Musings about modularity and programming in the large
Bergel, Alexandre
bergel at iam.unibe.ch
Thu Jan 24 04:07:00 UTC 2008
I spend some effort to summarize those work. If you are interested in
this...
http://www.iam.unibe.ch/~scg/Archive/Papers/Berg05cModuleDiversity.pdf
Related work in:
http://www.iam.unibe.ch/~scg/Archive/Papers/Berg05bclassboxjOOPSLA.pdf
Cheers,
Alexandre
On 23 Jan 2008, at 15:16, Jason Johnson wrote:
> Wonderful, thanks. I dig through those and see if I find something
> like what I'm envisioning.
>
> On Jan 23, 2008 3:10 PM, Bergel, Alexandre <bergel at iam.unibe.ch>
> wrote:
>> There has been many propositions like this: J&, MZScheme's Unit,
>> Selector Namespaces, Method Namespaces, Expander, Java Module System,
>> Jiazzy, ... I could say another 20 more.
>>
>> I see that the three main difficulties in adding a module system in a
>> programming language are:
>> - Turning non-modularized libraries into modularized one
>> - Preserving backward compatibility
>> - Getting the community accept the proposal
>>
>> Cheers,
>> Alexandre
>>
>>
>>
>> On 23 Jan 2008, at 08:28, Reinout Heeck wrote:
>>
>>> Jason Johnson wrote:
>>>> Hi all,
>>>> Recently working in other high level languages I was thinking about
>>>> how modularity is accomplished in these systems and how we might
>>>> do it
>>>> in Squeak.
>>>
>>>
>>> This is a recurring discussion and I often see suggestions like
>>> yours: postulate a mechanism and discuss its viability. I would
>>> call this the bottom-up approach.
>>>
>>> If we went top-down we could start with specifying what we want to
>>> get from a module system. I recently came across a paper on J&
>>> ('Jet') which starts out with a list of requirements we might want
>>> to ponder in this regard:
>>>
>>>
>>>
>>> http://lambda-the-ultimate.org/node/2591
>>> "
>>> J&: Nested Intersection for Scalable Software Composition by
>>> Nathaniel Nystrom, Xin Qi, Andrew C. Myers. 2006.
>>>
>>> We identify the following requirements for general extension
>>> and composition of software systems:
>>>
>>> 1. Orthogonal extension: Extensions may require both new
>>> data types and new operations.
>>> 2. Type safety: Extensions cannot create run-time type
>>> errors.
>>> 3. Modularity: The base system can be extended without
>>> modifying or recompiling its code.
>>> 4. Scalability: Extensions should be scalable. The amount of
>>> code needed should be proportional to the functionality added.
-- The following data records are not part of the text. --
PR #225, opened 2016-11-17
core/account: don't index unconfirmed outputs

jbowens:
Only index confirmed account UTXOs. Indexing and spending unconfirmed
UTXOs allows for cascading failures if a single transaction fails.
Previously, we indexed unconfirmed outputs only if we had reasonable
certainty that the transaction would be accepted by the network (all of
the associated keys are local to the Chain Core). Transactions can still
fail due to latency issues and the transaction's MaxTime elapsing.

If other transactions had spent the failed tx's pool outputs, the entire
tree of transactions would fail. These cascading failures are difficult
to recover from. If we can avoid indexing/spending pool outputs, we'll
have a simpler system.

Long-term the removal of pool output spending can simplify tx rejection
detection because a Core can validate the transaction against its local
state tree.

### DIFF
--- a/core/account/indexer.go
+++ b/core/account/indexer.go
@@ -184,10 +184,7 @@ func (m *Manager) upsertConfirmedAccountOutputs(ctx context.Context, outs []*out
 		SELECT unnest($1::text[]), unnest($2::bigint[]), unnest($3::text[]),  unnest($4::bigint[]),
 			   unnest($5::text[]), unnest($6::bigint[]), unnest($7::bytea[]), unnest($8::bytea[]),
 			   $9, unnest($10::bigint[]), $11
-		ON CONFLICT (tx_hash, index) DO UPDATE SET
-			confirmed_in    = excluded.confirmed_in,
-			block_pos       = excluded.block_pos,
-			block_timestamp = excluded.block_timestamp;
+		ON CONFLICT (tx_hash, index) DO NOTHING
 	`
 	_, err := m.db.Exec(ctx, q,
 		txHash,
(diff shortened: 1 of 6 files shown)


jbowens:
Not sure whether we want to go this route. I'm running some benchmarks against a branch with this change and UTXO caching enabled by this.

core/account/indexer.go
```diff
@@ -263,15 +180,14 @@ func (m *Manager) upsertConfirmedAccountOutputs(ctx context.Context, outs []*out
 
 	const q = `
 		INSERT INTO account_utxos (tx_hash, index, asset_id, amount, account_id, control_program_index,
-			control_program, metadata, confirmed_in, block_pos, block_timestamp, expiry_height)
+			control_program, metadata, confirmed_in, block_pos, block_timestamp)
 		SELECT unnest($1::text[]), unnest($2::bigint[]), unnest($3::text[]),  unnest($4::bigint[]),
 			   unnest($5::text[]), unnest($6::bigint[]), unnest($7::bytea[]), unnest($8::bytea[]),
-			   $9, unnest($10::bigint[]), $11, NULL
+			   $9, unnest($10::bigint[]), $11
 		ON CONFLICT (tx_hash, index) DO UPDATE SET
```
erykwalder: `DO NOTHING`?

jbowens: good call

erykwalder:
LGTM

kr:
LGTM in principle (but I haven't (yet) looked at the code here, sorry)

>>> 5. Non-destructive extension: The base system should still
>>> be available for use within the extended system.
>>> 6. Composability of extensions.
>>>
>>> The first three of these requirements correspond to Wadler's
>>> expression problem. Scalability (4) is often but not necessarily
>>> satisfied by supporting separate compilation; it is important for
>>> extending large software. Non-destructive extension (5) enables
>>> existing clients of the base system and also the extended system
>>> itself to interoperate with code and data of the base system, an
>>> important requirement for backward compatibility. Nested
>>> inheritance addresses the first five requirements, but it does not
>>> support extension composition. Nested intersection adds this
>>> capability.
>>> "
>>>
>>>
>>> IMO point 5 is often overlooked in Smalltalk systems, we love
>>> extending base code but we hardly ever think about isolating these
>>> extensions so the base code dependents don't get 'confused' by
>>> those extensions.
>>>
>>>
>>>
>>> R
>>> -
>>>
>>
>> --
>> _,.;:~^~:;._,.;:~^~:;._,.;:~^~:;._,.;:~^~:;._,.;:
>> Alexandre Bergel http://www.bergel.eu
>> ^~:;._,.;:~^~:;._,.;:~^~:;._,.;:~^~:;._,.;:~^~:;.
>>
>>
>>
>>
>>
>
--
_,.;:~^~:;._,.;:~^~:;._,.;:~^~:;._,.;:~^~:;._,.;:
Alexandre Bergel http://www.bergel.eu
^~:;._,.;:~^~:;._,.;:~^~:;._,.;:~^~:;._,.;:~^~:;.